Until I climbed out of the jeep and rounded the corner.

Dean was sitting on the front step wearing running shorts and a tank top, one arm draped around George’s neck, his expression carved tight—too still. Guarded.

I froze mid-step.

His head snapped up the second he sensed me, but his face didn’t change. No relief, no irritation—just that blank expression I knew too well, like he was locking something down fast. He stood abruptly, and George trotted to my side with a soft whine, nudging his nose into my palm.

“I thought you left,” Dean said.

Not angry. Not sharp. But something about the way he said it punched the air from my lungs.

Of course he’d think that. He’d come back to the cabin to find the Jeep gone. Me gone. A woman he barely knew… But the flicker of distrust in his eyes—God, it made something inside me ache.

“I had to send an email,” I said, breath catching. “There’s no internet—I would’ve asked, but—”

He didn’t let me finish.

Dean took one step toward me.

Then another.

Then he stopped—just shy of a foot away, like he’d run up against some invisible line he wouldn’t allow himself to cross.

His chest rose sharply. Fell.

“Don’t ever do that again,” he whispered.

A knot pulled tight in my throat because there was something in his voice that hit me in a weird place.

I could see that my absence had done something to him—etched worry into the lines of his face, tightened him in a way he hadn’t been before. And I couldn’t stop the bubble of guilt that rolled in my stomach.

“You don’t know me,” I said quietly. “And I can only imagine how this must’ve looked. I’m sorry. I should’ve waited for you to come back. I should’ve—”

The words slipped out faster than I meant them to, bare and unguarded, and I had to fight to keep the tremor in my voice from surfacing.

I dropped my gaze to the ground and forced a slow breath into my lungs—one count, then another—giving myself a moment to steady the rush gathering in my chest.

When I looked up again, he hadn’t moved away. In fact—he was closer. Not enough to touch, but enough that I could feel his presence shift toward me instead of away.

“It’s okay,” he said quietly.

The words sounded like they surprised him as much as they did me.

His hand lifted, hesitated—then brushed my arm just above my wrist.

Not a claim. Not a test. Just contact.

The kindness of it caught me off guard. I’d been bracing for distance, for withdrawal—for him to harden the way people usually did when trust wavered. Instead, he was comforting me, like I was the one who needed reassurance.

Something unknotted in his face then. The tension didn’t disappear, but it loosened—softened into something warmer. More open.

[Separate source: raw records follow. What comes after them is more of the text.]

PR #5081, opened 2022-08-16
Index Elasticsearch if mappings don't exist

kathy-t:
**Description**
[SEAB-4598](https://ucsc-cgl.atlassian.net/browse/SEAB-4598)

<s>This is an alternative solution for the ticket. The other solution is described in PR https://github.com/dockstore/dockstore-deploy/pull/560.</s>

This PR indexes Elasticsearch upon startup if the mappings for the tools and workflows indices don't exist.

This solution takes inspiration from https://www.elastic.co/guide/en/elasticsearch/guide/current/concurrency-solutions.html#global-lock to implement a lock that is used for indexing upon startup to prevent multiple webservices from indexing ES at the same time. I tested this locally by starting two webservices at the same time and only one webservice was able to acquire the lock and index ES successfully.

**Issue**

### DIFF
--- a/dockstore-webservice/src/main/java/io/dockstore/webservice/DockstoreWebserviceApplication.java
+++ b/dockstore-webservice/src/main/java/io/dockstore/webservice/DockstoreWebserviceApplication.java
@@ -458,30 +458,32 @@ public class DockstoreWebserviceApplication extends Application<DockstoreWebserv
         CacheConfigManager cacheConfigManager = CacheConfigManager.getInstance();
         cacheConfigManager.initCache();
 
-        environment.lifecycle().addLifeCycleListener(new LifeCycle.Listener() {
-            @Override
-            public void lifeCycleStarted(LifeCycle event) {
-                LifeCycle.Listener.super.lifeCycleStarted(event);
-                try {
-                    if (!ElasticSearchHelper.doIndicesExist()) { // Previous indexing attempt might've been unsuccessful but oh well
-                        LOG.info("Elasticsearch indices don't exist. Indexing Elasticsearch...");
-                        Session session = hibernate.getSessionFactory().openSession();
-                        ManagedSessionContext.bind(session);
-                        Response response = getToolsExtendedApi().toolsIndexGet(null);
-                        session.close();
-                        if (response.getStatus() != HttpStatus.SC_OK) {
+        if (configuration.getEsConfiguration().isIndexOnStart()) {
+            environment.lifecycle().addLifeCycleListener(new LifeCycle.Listener() {
+                @Override
+                public void lifeCycleStarted(LifeCycle event) {
+                    LifeCycle.Listener.super.lifeCycleStarted(event);
+                    try {
+                        if (!ElasticSearchHelper.doIndicesExist()) { // Previous indexing attempt might've been unsuccessful but oh well
+                            LOG.info("Elasticsearch indices don't exist. Indexing Elasticsearch...");
+                            Session session = hibernate.getSessionFactory().openSession();
+                            ManagedSessionContext.bind(session);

And I realized, quietly, that he was letting me see it.

“I wouldn’t just leave you,” I whispered to him. “I know you have no reason to trust me, but when I give my word, I mean it. I wouldn’t do that to you.”

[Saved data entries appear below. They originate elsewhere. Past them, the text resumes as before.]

Issue #5061, opened 2022-08-05
Propriertary API requires auth for published workflows


coverbeck:
**Describe the bug**
A published workflow is public. It's accessible via TRS, with no auth. But our proprietary API to fetch a workflow requires authentication.

For the published workflow, any authenticated user will do; it doesn't require that the authenticated user be an owner of the workflow.

It looks like there is more than one endpoint like this in WorkflowResource; implementer should thoroughly check all endpoints.

**To Reproduce**
```
curl -s https://dev.dockstore.net/api/workflows/published?limit=1 | jq '.[0].id'
5705
~/temp$ curl -s https://dev.dockstore.net/api/workflows/5705
Credentials are required to access this resource
```

**Expected behavior**
Published/public workflows should be accessible without authentication.

**Additional context**
Happens in prod too.
 [Webservice](https://github.com/dockstore/dockstore/commits/1bf8045) - 1bf8045

[UI](https://github.com/dockstore/dockstore-ui2/commits/89b50d3b) - 2.9.2-89-g89b50d3b

[Compose Setup](https://github.com/dockstore/compose_setup/commits/46fef8e) - 46fef8e

[Deploy](https://github.com/dockstore/dockstore-deploy/commits/b7965d5) - 1.12.6-103-gb7965d5

galaxyParsingLambdaVersion: 0.0.7

PR #5082, opened 2022-08-16
SEAB-4403: Revise permissions check changes

svonworl:
**Description**
This PR revises the authorization changes made in https://github.com/dockstore/dockstore/pull/4989, tightening some checks to previous levels of stringency.

**Issue**
https://ucsc-cgl.atlassian.net/browse/SEAB-4403

### DIFF
--- a/dockstore-webservice/src/main/java/io/dockstore/webservice/resources/WorkflowResource.java
+++ b/dockstore-webservice/src/main/java/io/dockstore/webservice/resources/WorkflowResource.java
@@ -419,7 +419,7 @@ public class WorkflowResource extends AbstractWorkflowResource<Workflow>
         @Parameter(name = "include", description = WORKFLOW_INCLUDE_MESSAGE, in = ParameterIn.QUERY) @ApiParam(value = WORKFLOW_INCLUDE_MESSAGE) @QueryParam("include") String include) {
         Workflow workflow = workflowDAO.findById(workflowId);
         checkNotNullEntry(workflow);
-        checkCanRead(user, workflow);
+        checkCanExamine(user, workflow);
         // This somehow forces users to get loaded
         Hibernate.initialize(workflow.getUsers());
         Hibernate.initialize(workflow.getAliases());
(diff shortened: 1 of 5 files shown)


denis-yuen (approved):

dockstore-webservice/src/main/java/io/dockstore/webservice/resources/WorkflowResource.java
```diff
@@ -419,7 +419,7 @@ public Workflow getWorkflow(@ApiParam(hidden = true) @Parameter(hidden = true, n
         @Parameter(name = "include", description = WORKFLOW_INCLUDE_MESSAGE, in = ParameterIn.QUERY) @ApiParam(value = WORKFLOW_INCLUDE_MESSAGE) @QueryParam("include") String include) {
         Workflow workflow = workflowDAO.findById(workflowId);
         checkNotNullEntry(workflow);
-        checkCanRead(user, workflow);
+        checkCanExamine(user, workflow);
```
coverbeck, line 422: Thinking out loud, this means a published workflow will only be visible to the workflow's owners via the proprietary API. But we have #5061 to track that, if we want to revist.

coverbeck (approved):

dockstore-webservice/src/main/java/io/dockstore/webservice/resources/WorkflowResource.java
svonworl: Via that endpoint, yes.

From what I can tell, when the API was designed, the choice was made to create two versions of a lot of the entry-related endpoints: one version for "owners", which retrieves the full entry, and another version for the "public", that returns published entries with the sensitive information removed.   For example, the "published" analog to the above endpoint is:

https://github.com/dockstore/dockstore/blob/7eda964ec43f6648269d437023617cb3b9d1f71d/dockstore-webservice/src/main/java/io/dockstore/webservice/resources/WorkflowResource.java#L741

One could combine them, and simply censor any info that the user wasn't authorized to see, which would implement the desired behavior you describe in #5061 (I think).   Not a small change, though...

kathy-t (approved):

dockstore-webservice/src/main/java/io/dockstore/webservice/resources/WorkflowResource.java
denis-yuen: FWIW, the proprietary probably came before TRS too. At one point, we tried to migrate much of the UI to TRS and use optional auth there. Depending on how far along that is, #5061 could also attempt to clean up some of these redundant(?) endpoints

His jaw went slack, and his breath stuttered—just once. He gave a single, strained nod before he spoke again.

“I like to be prepared,” he said quietly. “I didn’t know if you were coming back, and I––”

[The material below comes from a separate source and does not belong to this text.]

Issue #4740, opened 2022-02-16
Investigate/remedy suspect code in EntryVersionHelper


svonworl:
**Describe the bug**
The code near this line in `EntryVersionHelper` looks odd:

He stopped himself, cutting the sentence short, like he’d already said more than he intended to.

Prepared.

The word sliced through me like a knife.

I understood it too well—the way abandonment rearranged you from the inside out. How not knowing became its own kind of wound. You learned to anticipate loss before it happened. To brace. To stay one step ahead so it couldn’t cut quite as deep.

I knew why I lived that way, but why did he?

My lips parted. “I—”

A bell chimed somewhere in the distance, and I blinked, pulled out of the moment in a flash. “What was that?”

He hesitated—just long enough for my pulse to trip over itself. His gaze moved over my face, like he was deciding something about me at that moment.

“Breakfast,” he said quietly.

Still, neither of us moved.

Not until George barked—sharp and insistent—snapping the invisible thread that had been holding us together.

“We should go,” Dean said then, voice steadier this time. “Everyone will be expecting us.”

He finally turned away, tearing his gaze from mine and dragging a hand through his hair like he needed a moment to steady himself.

I wasn’t sure why I felt so rattled, but I did. Then I realized, it was because against my better judgment, I wanted Dean to trust me. And my panic at the brief moment when he hadn’t—scared the hell out of me.